Abstract
Inhibition of bcr-abl tyrosine kinase activity has evolved as a mainstay of therapy for patients with chronic myeloid leukaemia (CML). However, a fraction of leukaemia cells persists under targeted therapy and can lead to disease progression on cessation of treatment. Analysing leukemic progenitor cells with the side population phenotype we found that the bcr-abl positive leukemic clones contributed to this compartment in CML patients, and that the intracellular ABC Transporter A3 is strongly expressed in such leukemic SP cells. Subsequently we found ABCA3 expressed in all of 39 whole bone marrow and peripheral blood samples from 39 CML patients, with transcripts numbers substantially exceeding those of patients with AML or normal volunteers.
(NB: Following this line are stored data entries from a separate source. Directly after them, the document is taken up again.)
PR #337, opened 2021-05-03
Play audio in frontend for all active alarms

rohanpurohit:
Currently:
- plays alarms for the patient and system log events

**Bugs:**
- start ventilation -> pause ventilation -> start ventilation again-> in dashboard alarm gets triggered, to mute we need to toggle `mute icon` twice to get it working.

Can be reproduced on develop as well.
seems to be a state issue or useEffect

### DIFF
--- a/frontend/src/modules/app/OverlayScreen.tsx
+++ b/frontend/src/modules/app/OverlayScreen.tsx
@@ -77,8 +77,10 @@ const AudioAlarm = (): JSX.Element => {
   const alarmMuteStatus = useSelector(getAlarmMuteStatus, shallowEqual);
   const [audio] = useState(new Audio(`${process.env.PUBLIC_URL}/alarm.mp3`));
   audio.loop = true;
+  const storeData = store.getState();
+  const events = storeData.controller.eventLog.nextLogEvents.elements;
   const [playing, setPlaying] = useState(alarmMuteStatus.active);
-
+  const patientLogEvent = events.find((el: LogEvent) => (el.type as number) < 2);
   useEffect(() => {
     if (playing) {
       audio.play();
@@ -93,22 +95,21 @@ const AudioAlarm = (): JSX.Element => {
   useEffect(() => {
     if (popupEventLog) {
       setPlaying(false);
-      if (popupEventLog.code === BACKEND_CONNECTION_LOST_CODE) {
+      if (popupEventLog && patientLogEvent) {
         setPlaying(true);
+        dispatch({ type: RED_BORDER, status: true });
       }
-      dispatch({ type: RED_BORDER, status: true });
     } else {
       setPlaying(false);
       dispatch({ type: RED_BORDER, status: false });
     }
-    // eslint-disable-next-line react-hooks/exhaustive-deps
-  }, [popupEventLog]);
+  }, [popupEventLog, patientLogEvent, dispatch]);
 
   useEffect(() => {
     if (popupEventLog) {
       dispatch({ type: RED_BORDER, status: !alarmMuteStatus.active });
     }
-    if (popupEventLog && popupEventLog.code === BACKEND_CONNECTION_LOST_CODE) {
+    if (popupEventLog && patientLogEvent) {
       setPlaying(!alarmMuteStatus.active);
     }
     // eslint-disable-next-line react-hooks/exhaustive-deps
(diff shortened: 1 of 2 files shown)


frontend/src/modules/app/OverlayScreen.tsx
```diff
@@ -93,22 +95,21 @@ const AudioAlarm = (): JSX.Element => {
   useEffect(() => {
     if (popupEventLog) {
       setPlaying(false);
-      if (popupEventLog.code === BACKEND_CONNECTION_LOST_CODE) {
+      if (popupEventLog && patientLogEvent) {
```
ethanjli: A BACKEND_CONNECTION_LOST event is a system log event rather than a patient log event. The variable `patientLogEvent` needs to be renamed and/or changed to reflect that both system alarms and patient alarms will trigger audio in the frontend.

frontend/src/modules/app/OverlayScreen.tsx
```diff
@@ -77,8 +77,10 @@ const AudioAlarm = (): JSX.Element => {
   const alarmMuteStatus = useSelector(getAlarmMuteStatus, shallowEqual);
   const [audio] = useState(new Audio(`${process.env.PUBLIC_URL}/alarm.mp3`));
   audio.loop = true;
+  const storeData = store.getState();
+  const events = storeData.controller.eventLog.nextLogEvents.elements;
```
ethanjli: Is there any specific reason why we're not just using the `getNextLogEvents` selector?

frontend/src/modules/app/OverlayScreen.tsx
```diff
@@ -77,8 +77,10 @@ const AudioAlarm = (): JSX.Element => {
...
   const [playing, setPlaying] = useState(alarmMuteStatus.active);
-
+  const patientLogEvent = events.find((el: LogEvent) => (el.type as number) < 2);
```
ethanjli: This function looks like it was inspired by the `getPopupEventLog` selector. Maybe we should make this be its own selector?

ethanjli (commented):
I did light testing and it seems to work. I haven't been able to reproduce your bug, maybe it requires a more specific sequence of events. Perhaps it needs to be filed as a separate bug report.

ethanjli (commented):
This PR works on the latest changes, and the new approach to implementation looks good (clear and simple). Let's just rename the selector to something more specific, i.e. `getHasActiveAlarms` (this name indicates that the selector just decides whether there are active alarms) rather than `getAlarms` (which I would expect to return a list of all alarms). After this minor rename, let's merge. For records-keeping:

rohanpurohit:
Few observations that still exist and are mostly related to how the alarmMuteStatus store and then the local state is behaving:

1.  start ventilation -> any alarm is triggered -> pause ventilation -> start ventilation again-> if an alarm is still active, it is muted on start, maybe that behavior is not preferred?
2.  alarm sound is playing, and a page is changed (for instance to set_alarms page) and then we try to mute the alarm, need to toggle it twice to get it working as expected.
3. item 2 can also be observed sometimes when ventilation is paused and restarted

other than that, muting the alarm seems to be fine when we don't navigate from the dashboard.
probably is a very small fix to solve the above-mentioned issues but needs debugging.


1. This project is licensed under Apache License v2.0 for any software, and Solderpad Hardware License v2.1 for any hardware - do you agree that your contributions to this project will be under these licenses, too? yes.
2. Were any of these contributions also part of work you did for an employer or a client? no.
3. Does this work include, or is it based on, any third-party work which you did not create? no.

ethanjli:
I'm unable to reproduce item 1 when I test with the simulator. Patient alarms should indeed be cancelled in quickstart (this is taken care of by AlarmsService, and new alarms get triggered when ventilation starts again if the condition is still there to trigger the alarm), though we'll want to have the low battery alarm still active in quickstart. I'm also unable to reproduce item 2. Can you file a new issue for each of these things, and we can follow up on them separately from this PR? I suspect they are independent problems from the audio playing: it sounds like item 2 related to the implementation of the alarm muting (which will definitely be changed), while item 1 is something else.

ethanjli (approved):

rohanpurohit:
> I'm unable to reproduce item 1 when I test with the simulator. Patient alarms should indeed be cancelled in quickstart (this is taken care of by AlarmsService, and new alarms get triggered when ventilation starts again if the condition is still there to trigger the alarm), though we'll want to have the low battery alarm still active in quickstart. I'm also unable to reproduce item 2. Can you file a new issue for each of these things, and we can follow up on them separately from this PR? I suspect they are independent problems from the audio playing: it sounds like item 2 related to the implementation of the alarm muting (which will definitely be changed), while item 1 is something else.

maybe I dint describe the first item properly
- If I restart ventilation while an alarm is playing, on starting again should the alarm be muted or playing? 

will create issues and we can take it from there.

Similarly, the CML cell lines K562, Lama-84 and BV17.3 showed high endogenous ABCA3 expression levels, allowing specific downregulation by siRNA. As measured in viability and colony forming assays, the functional knock down of ABCA3 induced a significantly increased susceptibility to imatinib. Furthermore, we applied subcellular fractionation techniques to investigate the subcelluar distribution of imatinib, and found the majority of [14C]-labelled imatinib to accumulate in the lyosomal fraction, in K562 and Lama84 leukemic cells as well as the HEK293 model system. In conclusion, the intracellular ABC transporter A3 is expressed consistently and at high levels expressed in CML cells, and may contribute to imatinib resistance via lysosomal sequestration.
Author notes
Disclosure:Research Funding: This research is supported financially by the Novartis Pharma GmbH. GW gets financially support from the German Jose Carreras leukemia foundation (Projekt: R04/18).